Ob es Luftfilter an Lüner Schulen geben wird ist aktuell eher fraglich. © picture alliance/dpa
Corona-Unterricht

Luftfilter an Schulen: Gebauer rät zum Förderantrag – Stadt Lünen zögert

Luftfilter an Schulen sollen im Winter für weniger Kälte und trotzdem gut gelüftete Räume sorgen. Das Land NRW fördert das sogar. Die Stadt Lünen greift trotzdem nicht direkt zu.

Corona und Winter. Bei den Erinnerungen daran klappern vielleicht dem ein oder anderem Schüler oder der ein oder anderen Schülerin noch die Zähne. Damit sich die Aerosole, die kleinen Luftpartikel, die das Corona-Virus weiterverbreiten nicht im ganzen Raum verteilen, galt das Credo: lüften, lüften, lüften.

Mit Pullover, Jacke, Schals und Mütze hätten die Kinder im Winter 2020 in der Schule gesessen und gefroren, berichtet Nicole Kleine, Elternpflegschaftsvorsitzende an der Käthe-Kollwitz-Gesamtschule in Lünen im Ausschuss für Bildung und Sport am Donnerstag, 10. Juni. Das kann Iris Lüken, Schulleiterin der Osterfeldschule, bestätigen: „Wir haben in der Kälte gesessen und die Kinder haben teilweise mit Handschuhen geschrieben“, erzählt sie.

Gebauer riet dazu, Fördersummen zu beantragen

Kleine ist in die Sitzung gekommen, um ein Anliegen vorzutragen, auf das Bildungsministerin Yvonne Gebauer sie gebracht hat. Zum Hintergrund: Unter dem Namen „Corona lesson learned?! Eltern hoffen auf ein schlüssiges Gesamtpaket“ hatte die Landeselternkonferenz NRW im April zu einem digitalen Schlagabtausch mit der NRW-Schulministerin geladen. Daran hatten auch viele Eltern aus Lünen teilgenommen.

Bei dem Gespräch hatte Gebauer auf ein Programm zur Förderung von Luftfiltern für Schulen verwiesen und dabei konkret erklärt, Eltern sollten die Städte gezielt darauf hinweisen, erzählt Kleine. Für das Programm hatte der Landtag Finanzmittel in Höhe von 50 Millionen Euro freigegeben.

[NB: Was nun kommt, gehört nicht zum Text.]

PR #5614, opened 2020-02-04
r/storage: authenticating to the Blob/Queues API's using AzureAD Auth

### LINKED ISSUE #3651: Provider authentication to blob using Azure AD
### Community Note

### Description
Azure Storage now supports [authentication using Azure AD](https://docs.microsoft.com/en-us/azure/storage/common/storage-auth-aad), in addition to authentication with a SAS token or access keys. The provider also supports authentication with Azure AD service principal, but look like it's using the credentials to get access keys, and then use them to access the storage. I noticed that when I tried to use SP credentials and encountered the following error:
```
Error retrieving keys for Storage Account "<>": storage.AccountsClient#ListKeys: Failure responding to request: StatusCode=403
```
It happened because I granted the SP contributor role to the blob, not to the storage (least privilege!). It was solved once I granted it a contributor role to the entire storage account.

Please consider support authentication with AD credentials.

tombuildsstuff:
This adds support for authenticating to the Blob & Queue Storage API's using AzureAD authentication via a Feature Toggle on the Provider block.

Unfortunately this isn't supported for the Files & Tables API's but is documented to that affect

Fixes #3651

### DIFF
--- a/azurerm/internal/provider/provider.go
+++ b/azurerm/internal/provider/provider.go
@@ -175,6 +175,13 @@ func AzureProvider() terraform.ResourceProvider {
 				DefaultFunc: schema.EnvDefaultFunc("ARM_SKIP_PROVIDER_REGISTRATION", false),
 				Description: "Should the AzureRM Provider skip registering all of the Resource Providers that it supports, if they're not already registered?",
 			},
+
+			"storage_use_azuread": {
+				Type:        schema.TypeBool,
+				Optional:    true,
+				DefaultFunc: schema.EnvDefaultFunc("ARM_STORAGE_USE_AZUREAD", false),
+				Description: "Should the AzureRM Provider use AzureAD to access the Storage Data Plane API's?",
+			},
 		},
 
 		DataSourcesMap: dataSources,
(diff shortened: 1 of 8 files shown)


azurerm/internal/provider/provider.go
```diff
@@ -175,6 +175,13 @@ func AzureProvider() terraform.ResourceProvider {
 				DefaultFunc: schema.EnvDefaultFunc("ARM_SKIP_PROVIDER_REGISTRATION", false),
 				Description: "Should the AzureRM Provider skip registering all of the Resource Providers that it supports, if they're not already registered?",
 			},
+
+			"storage_use_azuread": {
+				Type:        schema.TypeBool,
+				Optional:    true,
+				DefaultFunc: schema.EnvDefaultFunc("ARM_STORAGE_USE_AZUREAD", false),
+				Description: "Should the AzureRM Provider use AzureAD to access the Storage Data Plane API's?",
+			},
```
tombuildsstuff: Note: this is intentionally a top-level feature and not in the `features` block since it's authentication related

azurerm/internal/services/storage/client/client.go
```diff
@@ -24,15 +24,17 @@ type Client struct {
 	FileSystemsClient        *filesystems.Client
 	ManagementPoliciesClient storage.ManagementPoliciesClient
 	BlobServicesClient       storage.BlobServicesClient
-	environment              az.Environment
+
+	environment az.Environment
+	storageAuth *autorest.Authorizer
```
katbyte: Given this is not for all storage as some don't support it atm, and just storage ad, auth might it make more sense to be
```suggestion
	storageAdAuth *autorest.Authorizer
```

tombuildsstuff:
Tests pass:

Screenshot 2020-02-05 at 17 33 12

azurerm/internal/services/storage/client/client.go
tombuildsstuff: 👍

Davon seien auch nach wie vor 30 Millionen verfügbar hatte die Landesregierung der Nachrichtenagentur dpa noch im März diesen Jahres gesagt. Wie viele Fördergelder inzwischen noch abrufbar sind, ist unklar. Gefördert werden, so sagte es die Landesregierung, bis zu 100 Prozent der Maßnahme. Es gibt jedoch eine Grenze von 4000 Euro je Luftfiltergerät.

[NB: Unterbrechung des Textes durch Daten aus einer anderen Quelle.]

PR #7956, opened 2020-07-29
azurerm_network_security_rule: adds a feature flag to disable locking

katbyte:


azurerm/internal/provider/features.go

Verwaltung entschied sich gegen Luftfilter

Das Thema Luftfiltergeräte ist für die Lüner Verwaltung kein neues, wie Jürgen Grundmann von der Stadtverwaltung in der Sitzung erläutert. Die ZGL habe die Thematik geprüft, sei aber zu dem Ergebnis gekommen, dass das Lüftungsverhalten an den Schulen in Ordnung gewesen sei. „Außerdem gibt es auch Bedenken, wie gut die Luftfilter sind“, sagt Grundmann. Das Fazit der Verwaltung: „Wir haben davon Abstand genommen“, sagt Grundmann.

Die Geräte wälzten die Luft um Raum lediglich um, Stoßlüften sei laut Experten effektiver, hieß es damals beim fraglichen Bildungsausschuss im März diesen Jahres von der ZGL. Eine Studie der Uni Münster wonach Luftreiniger das Ansteckungsrisiko durch virusbelastete Aerosole deutlich senken, kam dabei nicht zur Sprache. Die Stadt hatte stattdessen CO2-Ampeln bestellt, die anzeigen, wann gelüftet werden muss.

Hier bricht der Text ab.